While living in Innsbruck, my missionary companion and I performed service at a place that gave people with mental and physical disabilities something productive to do. One week, we worked with Hans (*name has been changed*) who ran the woodworking section of the facility, which was sort of an Austrian version of Opportunity Village. As he and I helped the patients paint the displays Hans cut for them to paint and assemble, he told me a story.

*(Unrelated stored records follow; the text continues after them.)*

Issue #5616, opened 2024-06-11
Remove `STAGING_RUNTIME_REPO` variable from Makefile


squakez:
It is no longer used. Check if we can remove from other parts of the project as well.

devesh-2002:
May I take up this issue?

squakez:
Sure, thanks for your interest!

PR #5641, opened 2024-06-15
fix(ci): Removed STAGING_RUNTIME_REPO from Makefile

devesh-2002:
Issue #5616,
Removed STAGING_RUNTIME_REPO from Makefile and `test_staging_hooks.go`. Please let me know, if there are any changes needed.

### DIFF
--- a/e2e/support/test_staging_hooks.go
+++ b/e2e/support/test_staging_hooks.go
@@ -30,16 +30,14 @@ import (
 )
 
 func init() {
-	// Let's use the STAGING_RUNTIME_REPO if available
-	runtimeRepo := os.Getenv("STAGING_RUNTIME_REPO")
-	if runtimeRepo != "" {
+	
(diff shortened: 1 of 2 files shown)


oscerd (approved):

e2e/support/test_staging_hooks.go
```diff
@@ -30,16 +30,14 @@ import (
 )
 
 func init() {
```
squakez, line 32: Probably the entire init() func can be removed to avoid the build error.

devesh-2002: I have removed init function, Is it correct now?

squakez: Thanks. However I noticed I was wrong. In the diff code snippet I did not see that the func is also having a second part with more logic. We need to restore it and just get rid of the build error. In order to verify that, you should try to build locally before submitting the change. Just do `make build` and you should compile successfully before submitting the PR.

Shortly after the Anschluess, when Austria came under control of the Third Reich, Hitler paid a visit to Innsbruck to do some skiing. Hans' grandfather, at the time the mayor of Innsbruck, showed up as obliged to meet the Nazi leader, but instead of returning the Nazi salute as Hitler arrived on the stage, this man instead flipped him the middle finger (or the Austrian equivalent). The SS shot him down where he stood.

All of Hans' uncles were sent to the Russian front as well as his father, and his aunts were sent to work outside Mathausen in support of the concentration camp being set up there. Only Hans' father survived the war, but he changed his name to protect his family.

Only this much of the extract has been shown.